THE TASK » In the listing that follows, how many lines contain "instead"? Give the number only.

GIVEN ENTRIES »
┄┄┄┄┄┄┄┄┄┄

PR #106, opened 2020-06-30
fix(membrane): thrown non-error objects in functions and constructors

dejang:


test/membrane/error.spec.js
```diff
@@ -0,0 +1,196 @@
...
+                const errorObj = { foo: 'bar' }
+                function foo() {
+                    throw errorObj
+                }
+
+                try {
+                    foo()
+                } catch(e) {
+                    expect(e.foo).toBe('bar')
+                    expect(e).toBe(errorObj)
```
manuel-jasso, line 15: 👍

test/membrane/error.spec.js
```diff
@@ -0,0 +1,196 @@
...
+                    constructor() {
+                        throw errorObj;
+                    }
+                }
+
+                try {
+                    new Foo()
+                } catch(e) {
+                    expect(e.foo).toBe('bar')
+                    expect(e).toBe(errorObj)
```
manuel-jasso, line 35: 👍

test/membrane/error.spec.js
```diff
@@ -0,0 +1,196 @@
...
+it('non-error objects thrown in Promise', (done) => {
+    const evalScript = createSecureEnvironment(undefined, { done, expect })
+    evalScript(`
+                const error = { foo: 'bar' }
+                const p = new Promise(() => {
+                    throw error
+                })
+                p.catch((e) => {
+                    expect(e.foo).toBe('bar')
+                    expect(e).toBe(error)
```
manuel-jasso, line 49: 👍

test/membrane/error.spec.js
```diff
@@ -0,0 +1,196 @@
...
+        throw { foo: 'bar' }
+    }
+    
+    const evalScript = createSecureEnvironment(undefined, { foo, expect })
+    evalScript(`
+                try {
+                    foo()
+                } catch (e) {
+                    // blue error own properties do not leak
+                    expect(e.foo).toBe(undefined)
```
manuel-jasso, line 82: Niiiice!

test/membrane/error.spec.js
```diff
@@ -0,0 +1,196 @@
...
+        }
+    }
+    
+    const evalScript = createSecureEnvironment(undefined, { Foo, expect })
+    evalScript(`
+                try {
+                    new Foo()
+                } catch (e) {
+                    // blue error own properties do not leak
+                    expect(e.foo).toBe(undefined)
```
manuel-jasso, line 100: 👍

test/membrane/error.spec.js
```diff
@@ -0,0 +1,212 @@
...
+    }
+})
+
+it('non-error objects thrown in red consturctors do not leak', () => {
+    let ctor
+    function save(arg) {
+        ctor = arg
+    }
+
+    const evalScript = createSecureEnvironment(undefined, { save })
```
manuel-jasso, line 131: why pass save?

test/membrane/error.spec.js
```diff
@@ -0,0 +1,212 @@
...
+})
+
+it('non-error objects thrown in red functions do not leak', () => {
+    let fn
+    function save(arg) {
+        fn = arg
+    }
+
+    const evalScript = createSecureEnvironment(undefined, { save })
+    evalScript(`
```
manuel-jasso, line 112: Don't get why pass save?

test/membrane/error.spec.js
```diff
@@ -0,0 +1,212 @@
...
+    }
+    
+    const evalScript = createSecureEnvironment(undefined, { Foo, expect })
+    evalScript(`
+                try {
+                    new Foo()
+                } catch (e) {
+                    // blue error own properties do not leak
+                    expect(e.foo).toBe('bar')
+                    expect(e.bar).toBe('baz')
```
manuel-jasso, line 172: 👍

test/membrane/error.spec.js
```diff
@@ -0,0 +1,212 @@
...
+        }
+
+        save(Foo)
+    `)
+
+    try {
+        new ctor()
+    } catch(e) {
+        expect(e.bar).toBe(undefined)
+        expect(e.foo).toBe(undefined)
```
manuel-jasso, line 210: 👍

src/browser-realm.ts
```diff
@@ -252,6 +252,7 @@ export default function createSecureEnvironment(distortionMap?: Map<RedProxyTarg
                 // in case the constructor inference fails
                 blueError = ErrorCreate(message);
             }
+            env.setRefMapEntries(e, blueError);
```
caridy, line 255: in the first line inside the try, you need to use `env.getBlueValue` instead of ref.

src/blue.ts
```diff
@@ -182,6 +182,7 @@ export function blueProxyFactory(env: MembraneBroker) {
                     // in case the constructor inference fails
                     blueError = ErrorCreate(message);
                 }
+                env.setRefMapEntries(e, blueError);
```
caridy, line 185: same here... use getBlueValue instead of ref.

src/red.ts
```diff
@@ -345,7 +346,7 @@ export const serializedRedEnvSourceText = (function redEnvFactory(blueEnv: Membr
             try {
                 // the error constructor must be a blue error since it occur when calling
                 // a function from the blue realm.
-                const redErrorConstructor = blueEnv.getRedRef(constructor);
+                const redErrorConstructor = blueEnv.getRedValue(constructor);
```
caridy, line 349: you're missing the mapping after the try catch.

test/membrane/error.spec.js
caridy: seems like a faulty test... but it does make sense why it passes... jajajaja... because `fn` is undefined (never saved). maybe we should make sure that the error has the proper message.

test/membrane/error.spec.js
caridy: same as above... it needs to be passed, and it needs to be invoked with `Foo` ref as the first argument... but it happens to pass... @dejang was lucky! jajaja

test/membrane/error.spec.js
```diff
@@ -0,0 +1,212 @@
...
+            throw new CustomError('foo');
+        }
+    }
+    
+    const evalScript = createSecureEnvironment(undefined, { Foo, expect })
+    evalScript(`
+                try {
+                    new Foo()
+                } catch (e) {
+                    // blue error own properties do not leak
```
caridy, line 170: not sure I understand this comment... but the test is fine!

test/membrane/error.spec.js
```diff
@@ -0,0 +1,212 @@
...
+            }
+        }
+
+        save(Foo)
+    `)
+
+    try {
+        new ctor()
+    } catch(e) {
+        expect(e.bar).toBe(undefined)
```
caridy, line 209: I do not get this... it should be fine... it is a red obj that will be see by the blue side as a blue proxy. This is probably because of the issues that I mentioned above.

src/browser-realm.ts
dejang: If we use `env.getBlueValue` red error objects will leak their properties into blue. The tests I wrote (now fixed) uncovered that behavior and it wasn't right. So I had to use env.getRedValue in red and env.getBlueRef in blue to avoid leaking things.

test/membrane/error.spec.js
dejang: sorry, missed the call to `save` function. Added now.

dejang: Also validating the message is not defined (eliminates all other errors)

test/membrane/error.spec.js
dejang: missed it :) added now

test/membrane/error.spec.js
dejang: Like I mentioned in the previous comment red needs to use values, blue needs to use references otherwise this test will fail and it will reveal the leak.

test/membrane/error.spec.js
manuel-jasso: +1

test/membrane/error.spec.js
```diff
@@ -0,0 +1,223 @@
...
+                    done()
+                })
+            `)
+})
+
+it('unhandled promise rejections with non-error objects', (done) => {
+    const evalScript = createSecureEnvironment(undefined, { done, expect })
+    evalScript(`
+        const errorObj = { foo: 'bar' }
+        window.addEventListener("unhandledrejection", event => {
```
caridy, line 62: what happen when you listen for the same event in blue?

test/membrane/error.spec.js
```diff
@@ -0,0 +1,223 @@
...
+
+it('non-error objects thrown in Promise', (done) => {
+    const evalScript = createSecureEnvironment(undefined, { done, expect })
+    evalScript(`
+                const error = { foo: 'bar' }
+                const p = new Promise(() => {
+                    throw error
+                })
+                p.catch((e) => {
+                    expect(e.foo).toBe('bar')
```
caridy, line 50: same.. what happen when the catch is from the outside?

┄┄┄┄┄┄┄┄┄┄

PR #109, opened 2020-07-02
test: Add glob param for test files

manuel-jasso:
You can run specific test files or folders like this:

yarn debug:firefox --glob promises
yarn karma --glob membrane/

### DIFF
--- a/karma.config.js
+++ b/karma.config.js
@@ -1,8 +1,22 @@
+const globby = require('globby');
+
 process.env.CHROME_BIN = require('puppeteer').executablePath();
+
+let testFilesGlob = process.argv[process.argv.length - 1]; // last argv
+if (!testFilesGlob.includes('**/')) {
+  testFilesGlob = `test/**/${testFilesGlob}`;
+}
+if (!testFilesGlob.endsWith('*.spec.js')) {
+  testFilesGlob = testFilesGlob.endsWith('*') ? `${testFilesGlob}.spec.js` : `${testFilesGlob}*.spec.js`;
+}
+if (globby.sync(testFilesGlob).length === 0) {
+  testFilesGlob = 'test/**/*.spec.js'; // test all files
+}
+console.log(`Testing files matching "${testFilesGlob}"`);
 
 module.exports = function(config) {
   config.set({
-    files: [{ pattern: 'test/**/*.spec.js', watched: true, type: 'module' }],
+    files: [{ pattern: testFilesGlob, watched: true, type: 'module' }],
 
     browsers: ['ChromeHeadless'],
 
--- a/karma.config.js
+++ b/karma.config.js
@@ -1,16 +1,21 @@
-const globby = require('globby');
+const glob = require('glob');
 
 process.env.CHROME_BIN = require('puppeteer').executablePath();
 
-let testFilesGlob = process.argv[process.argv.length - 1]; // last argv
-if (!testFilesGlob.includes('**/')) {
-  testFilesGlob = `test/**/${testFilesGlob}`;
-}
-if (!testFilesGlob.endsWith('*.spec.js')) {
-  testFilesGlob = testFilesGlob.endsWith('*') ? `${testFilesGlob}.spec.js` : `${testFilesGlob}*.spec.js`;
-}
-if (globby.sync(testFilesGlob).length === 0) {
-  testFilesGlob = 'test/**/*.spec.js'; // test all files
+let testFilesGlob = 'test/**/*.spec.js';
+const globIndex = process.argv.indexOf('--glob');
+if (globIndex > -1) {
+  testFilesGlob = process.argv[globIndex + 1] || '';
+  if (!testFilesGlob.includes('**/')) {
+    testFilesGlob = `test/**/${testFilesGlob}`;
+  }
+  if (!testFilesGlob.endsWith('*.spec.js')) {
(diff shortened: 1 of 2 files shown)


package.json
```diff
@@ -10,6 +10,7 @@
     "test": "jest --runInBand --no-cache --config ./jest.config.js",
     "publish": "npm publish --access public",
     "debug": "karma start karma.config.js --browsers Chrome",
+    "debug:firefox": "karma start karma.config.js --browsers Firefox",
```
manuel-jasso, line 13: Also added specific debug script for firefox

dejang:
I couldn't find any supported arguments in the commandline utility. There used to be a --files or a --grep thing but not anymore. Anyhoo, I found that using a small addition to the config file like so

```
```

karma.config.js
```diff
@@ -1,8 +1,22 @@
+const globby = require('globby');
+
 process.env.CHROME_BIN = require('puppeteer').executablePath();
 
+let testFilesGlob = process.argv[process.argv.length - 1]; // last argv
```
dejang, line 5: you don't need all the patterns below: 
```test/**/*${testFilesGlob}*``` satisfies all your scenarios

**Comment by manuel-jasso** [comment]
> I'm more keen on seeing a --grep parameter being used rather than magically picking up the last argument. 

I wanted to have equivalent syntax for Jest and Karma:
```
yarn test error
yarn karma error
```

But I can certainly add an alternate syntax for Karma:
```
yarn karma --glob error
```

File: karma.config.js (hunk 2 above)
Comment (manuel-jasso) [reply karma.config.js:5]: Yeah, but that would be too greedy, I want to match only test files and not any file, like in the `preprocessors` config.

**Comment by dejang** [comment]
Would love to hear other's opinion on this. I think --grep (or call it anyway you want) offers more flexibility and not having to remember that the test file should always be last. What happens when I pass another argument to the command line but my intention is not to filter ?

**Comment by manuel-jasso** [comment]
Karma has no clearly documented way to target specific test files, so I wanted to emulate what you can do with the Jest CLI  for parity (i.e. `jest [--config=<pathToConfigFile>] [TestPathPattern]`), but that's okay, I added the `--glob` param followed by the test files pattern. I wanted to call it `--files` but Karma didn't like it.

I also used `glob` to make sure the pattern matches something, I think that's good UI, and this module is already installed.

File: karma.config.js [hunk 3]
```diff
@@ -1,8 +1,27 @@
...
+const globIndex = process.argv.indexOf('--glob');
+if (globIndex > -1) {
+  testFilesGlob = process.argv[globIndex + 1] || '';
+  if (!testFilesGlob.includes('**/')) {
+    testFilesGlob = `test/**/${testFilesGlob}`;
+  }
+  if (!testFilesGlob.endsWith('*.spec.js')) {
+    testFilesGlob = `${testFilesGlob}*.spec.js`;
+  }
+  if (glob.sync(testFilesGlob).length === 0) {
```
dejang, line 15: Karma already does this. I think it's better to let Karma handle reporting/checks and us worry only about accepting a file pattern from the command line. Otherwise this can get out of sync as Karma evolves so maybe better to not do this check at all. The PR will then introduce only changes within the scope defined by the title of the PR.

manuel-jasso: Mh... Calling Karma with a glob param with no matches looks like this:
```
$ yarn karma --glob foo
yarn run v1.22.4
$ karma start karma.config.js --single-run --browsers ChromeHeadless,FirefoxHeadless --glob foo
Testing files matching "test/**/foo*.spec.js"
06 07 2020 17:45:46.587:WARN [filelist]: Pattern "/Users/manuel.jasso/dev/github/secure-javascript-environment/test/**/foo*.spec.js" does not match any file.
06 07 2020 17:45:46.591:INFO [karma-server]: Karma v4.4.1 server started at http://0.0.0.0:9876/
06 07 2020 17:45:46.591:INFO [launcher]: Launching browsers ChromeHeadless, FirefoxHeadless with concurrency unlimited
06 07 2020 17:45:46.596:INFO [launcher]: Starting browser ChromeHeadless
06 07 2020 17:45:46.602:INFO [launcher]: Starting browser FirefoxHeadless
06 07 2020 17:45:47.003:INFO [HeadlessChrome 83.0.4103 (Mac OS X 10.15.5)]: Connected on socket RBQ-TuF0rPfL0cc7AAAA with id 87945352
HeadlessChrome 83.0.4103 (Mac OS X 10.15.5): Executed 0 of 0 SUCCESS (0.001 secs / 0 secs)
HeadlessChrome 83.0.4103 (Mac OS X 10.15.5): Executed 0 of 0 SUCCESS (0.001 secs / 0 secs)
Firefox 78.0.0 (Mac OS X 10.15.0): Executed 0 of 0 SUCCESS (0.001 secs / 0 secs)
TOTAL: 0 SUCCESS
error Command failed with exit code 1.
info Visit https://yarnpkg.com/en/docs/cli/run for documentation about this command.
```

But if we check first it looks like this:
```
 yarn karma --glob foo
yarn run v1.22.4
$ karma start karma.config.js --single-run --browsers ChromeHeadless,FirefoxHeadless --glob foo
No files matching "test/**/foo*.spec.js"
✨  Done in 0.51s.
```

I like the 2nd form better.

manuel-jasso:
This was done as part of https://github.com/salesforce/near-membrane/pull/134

┄┄┄┄┄┄┄┄┄┄

SOLUTION » 2